WHAT YOU NEED TO DO — Can you give all the records again without altering a single character?
:: THE DATA ::
PR #228, opened 2021-04-29
Handle CentOS forks

nunix:
Since CentOS 8 going into a rolling release mode with CentOS Stream, new forks have appeared for keeping the "stable release".

The first one to be available is Almalinux and the current script does not support it.

This PR addresses this gap, and as I don't yet the name/IDs of the future forks, I decided to go with a `case` statement, as it will be easier to manage in the long run.

By adding the `case` statement in the `get_distribution()` function, this avoids any impact on the creation of the distribution URL used in the script.

Finally, this fixes the issue in the Moby repo: https://github.com/moby/moby/issues/42337

Signed-off-by: nunix corsair@hey.com

### DIFF
--- a/install.sh
+++ b/install.sh
@@ -120,6 +120,13 @@ get_distribution() {
 	if [ -r /etc/os-release ]; then
 		lsb_dist="$(. /etc/os-release && echo "$ID")"
 	fi
+	# Updates the "lsb_dist" variable for the CentOS forks
+	# new IDs will be updated in the future.
+	case "$lsb_dist" in
+		almalinux)
+			lsb_dist="centos"
+			;;
+	esac
 	# Returning an empty string here should be alright since the
 	# case statements don't act unless you provide an actual value
 	echo "$lsb_dist"


thaJeztah:
I'm a bit cautious on adding support for forks; we did have code for Debian derivatives in the past, and it was hell; things would often break (either due to "matching" not picking the right variant, or because the forks we _just_ slightly different), adding forks to the script gives the suggestion that they're _supported_, but we can't give any guarantees.
(also see https://docs.docker.com/engine/install/#other-linux-distributions)


/cc @chris-crone

chris-crone:
Yes, I am a bit worried about maintaining this over time as well. Could we have a manual override or something to make it explicit that you're opting into installing packages on an unsupported distro?

e.g.: `curl https://get.docker.com | DISTRO=centos sh`

thaJeztah:
Manual override _could_ possibly work.

Quick solution would be to change the error message, and add a link to that "other distros" section, so that users can follow the manual instructions for the distro that's the closest match

nunix:
thanks for the feedback and indeed, I went ahead as I saw there was already some fork handling.
Another possible way, would be to check the ID_LIKE as we will have "debian" for Ubuntu for example, and "rhel centos fedora" in the case of Almalinux.

Might be more in-line with the concept of checking the `/etc/os-release` file?

jochenw:
I understand, that this PR assumes the presence of /etc/redhat-release on CentOS forks? Confirming, that this should work on AlmaLinux, thus supersedes https://github.com/moby/moby/issues/42337.

nunix:
hi @jochenw , indeed, I changed the detection to be more "Red Hat standard" oriented.
I tested it with AlmaLinux and lately with Rocky Linux too and both went fine. But please feel free to test it on your own.

Please note also the valid concerns from the Docker team about forks.

jochenw:
@nunix This is, most likely, not a good place to ask. On the other hand, as we are already discussing CentOS, and compatibles:

Did you address the necessity to do a "dnf -y remove runc"?

nunix:
No, I didn't change any follow-up process that the scripts runs. Just the detection of forks and change the OS ID to `centos`.
If the script was doing it already for CentOS, then it will continue doing it for the forks.

jochenw:
Okay, I have created #230.

markd69:
Any news regarding this? It's hurting our deployments! 

No reason why this shouldn't be merged.

austin-millan:
Any way to get this this script working with AlmaLinux, a RHEL fork?

```bash
$ cat /etc/redhat-release 
AlmaLinux release 9.0 (Emerald Puma)
$ curl -fsSL https://raw.githubusercontent.com/docker/docker-install/d4716364808e26093a8fde88ebc94cc99b5cef3f/install.sh -o install-docker.sh
$ sudo sh ./install-docker.sh 

ERROR: Unsupported distribution 'forked distribution, switching to centos id
centos
```

markd69:
> Any way to get this this script working with AlmaLinux, a RHEL fork?
> 
> ```shell
> $ cat /etc/redhat-release 
> AlmaLinux release 9.0 (Emerald Puma)
> $ curl -fsSL https://raw.githubusercontent.com/docker/docker-install/d4716364808e26093a8fde88ebc94cc99b5cef3f/install.sh -o install-docker.sh
> $ sudo sh ./install-docker.sh 
> # Executing docker install script, commit: 
> 
> ERROR: Unsupported distribution 'forked distribution, switching to centos id
> centos
> ```

Check the commits tab on this pull request and make the changes to your own version of the script. Docker doesn’t appear to want to merge it, or add centos 9 support.

AkihiroSuda:
An alternative proposal:
- https://github.com/docker/docker-ce-packaging/issues/933

The support term of CentOS Stream is much shorter than Rocky and Alma, so it is probably inevitable to create RPMs for Rocky and Alma without depending on CentOS Stream.

Bart-De-Pauw:
Any plans on also including Oracle Linux Server?

```
$ cat /etc/os-release | head -3
NAME="Oracle Linux Server"
VERSION="9.4"
ID="ol"
```

Manual installation of docker on this release works perfect with the CentOS distribution.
:::
SOLUTION FOR THIS EXERCISE —
PR #228, opened 2021-04-29
Handle CentOS forks

nunix:
Since CentOS 8 going into a rolling release mode with CentOS Stream, new forks have appeared for keeping the "stable release".

The first one to be available is Almalinux and the current script does not support it.

This PR addresses this gap, and as I don't yet the name/IDs of the future forks, I decided to go with a `case` statement, as it will be easier to manage in the long run.

By adding the `case` statement in the `get_distribution()` function, this avoids any impact on the creation of the distribution URL used in the script.

Finally, this fixes the issue in the Moby repo: https://github.com/moby/moby/issues/42337

Signed-off-by: nunix corsair@hey.com

### DIFF
--- a/install.sh
+++ b/install.sh
@@ -120,6 +120,13 @@ get_distribution() {
 	if [ -r /etc/os-release ]; then
 		lsb_dist="$(. /etc/os-release && echo "$ID")"
 	fi
+	# Updates the "lsb_dist" variable for the CentOS forks
+	# new IDs will be updated in the future.
+	case "$lsb_dist" in
+		almalinux)
+			lsb_dist="centos"
+			;;
+	esac
 	# Returning an empty string here should be alright since the
 	# case statements don't act unless you provide an actual value
 	echo "$lsb_dist"


thaJeztah:
I'm a bit cautious on adding support for forks; we did have code for Debian derivatives in the past, and it was hell; things would often break (either due to "matching" not picking the right variant, or because the forks we _just_ slightly different), adding forks to the script gives the suggestion that they're _supported_, but we can't give any guarantees.
(also see https://docs.docker.com/engine/install/#other-linux-distributions)


/cc @chris-crone

chris-crone:
Yes, I am a bit worried about maintaining this over time as well. Could we have a manual override or something to make it explicit that you're opting into installing packages on an unsupported distro?

e.g.: `curl https://get.docker.com | DISTRO=centos sh`

thaJeztah:
Manual override _could_ possibly work.

Quick solution would be to change the error message, and add a link to that "other distros" section, so that users can follow the manual instructions for the distro that's the closest match

nunix:
thanks for the feedback and indeed, I went ahead as I saw there was already some fork handling.
Another possible way, would be to check the ID_LIKE as we will have "debian" for Ubuntu for example, and "rhel centos fedora" in the case of Almalinux.

Might be more in-line with the concept of checking the `/etc/os-release` file?

jochenw:
I understand, that this PR assumes the presence of /etc/redhat-release on CentOS forks? Confirming, that this should work on AlmaLinux, thus supersedes https://github.com/moby/moby/issues/42337.

nunix:
hi @jochenw , indeed, I changed the detection to be more "Red Hat standard" oriented.
I tested it with AlmaLinux and lately with Rocky Linux too and both went fine. But please feel free to test it on your own.

Please note also the valid concerns from the Docker team about forks.

jochenw:
@nunix This is, most likely, not a good place to ask. On the other hand, as we are already discussing CentOS, and compatibles:

Did you address the necessity to do a "dnf -y remove runc"?

nunix:
No, I didn't change any follow-up process that the scripts runs. Just the detection of forks and change the OS ID to `centos`.
If the script was doing it already for CentOS, then it will continue doing it for the forks.

jochenw:
Okay, I have created #230.

markd69:
Any news regarding this? It's hurting our deployments! 

No reason why this shouldn't be merged.

austin-millan:
Any way to get this this script working with AlmaLinux, a RHEL fork?

```bash
$ cat /etc/redhat-release 
AlmaLinux release 9.0 (Emerald Puma)
$ curl -fsSL https://raw.githubusercontent.com/docker/docker-install/d4716364808e26093a8fde88ebc94cc99b5cef3f/install.sh -o install-docker.sh
$ sudo sh ./install-docker.sh 

ERROR: Unsupported distribution 'forked distribution, switching to centos id
centos
```

markd69:
> Any way to get this this script working with AlmaLinux, a RHEL fork?
> 
> ```shell
> $ cat /etc/redhat-release 
> AlmaLinux release 9.0 (Emerald Puma)
> $ curl -fsSL https://raw.githubusercontent.com/docker/docker-install/d4716364808e26093a8fde88ebc94cc99b5cef3f/install.sh -o install-docker.sh
> $ sudo sh ./install-docker.sh 
> # Executing docker install script, commit: 
> 
> ERROR: Unsupported distribution 'forked distribution, switching to centos id
> centos
> ```

Check the commits tab on this pull request and make the changes to your own version of the script. Docker doesn’t appear to want to merge it, or add centos 9 support.

AkihiroSuda:
An alternative proposal:
- https://github.com/docker/docker-ce-packaging/issues/933

The support term of CentOS Stream is much shorter than Rocky and Alma, so it is probably inevitable to create RPMs for Rocky and Alma without depending on CentOS Stream.

Bart-De-Pauw:
Any plans on also including Oracle Linux Server?

```
$ cat /etc/os-release | head -3
NAME="Oracle Linux Server"
VERSION="9.4"
ID="ol"
```

Manual installation of docker on this release works perfect with the CentOS distribution.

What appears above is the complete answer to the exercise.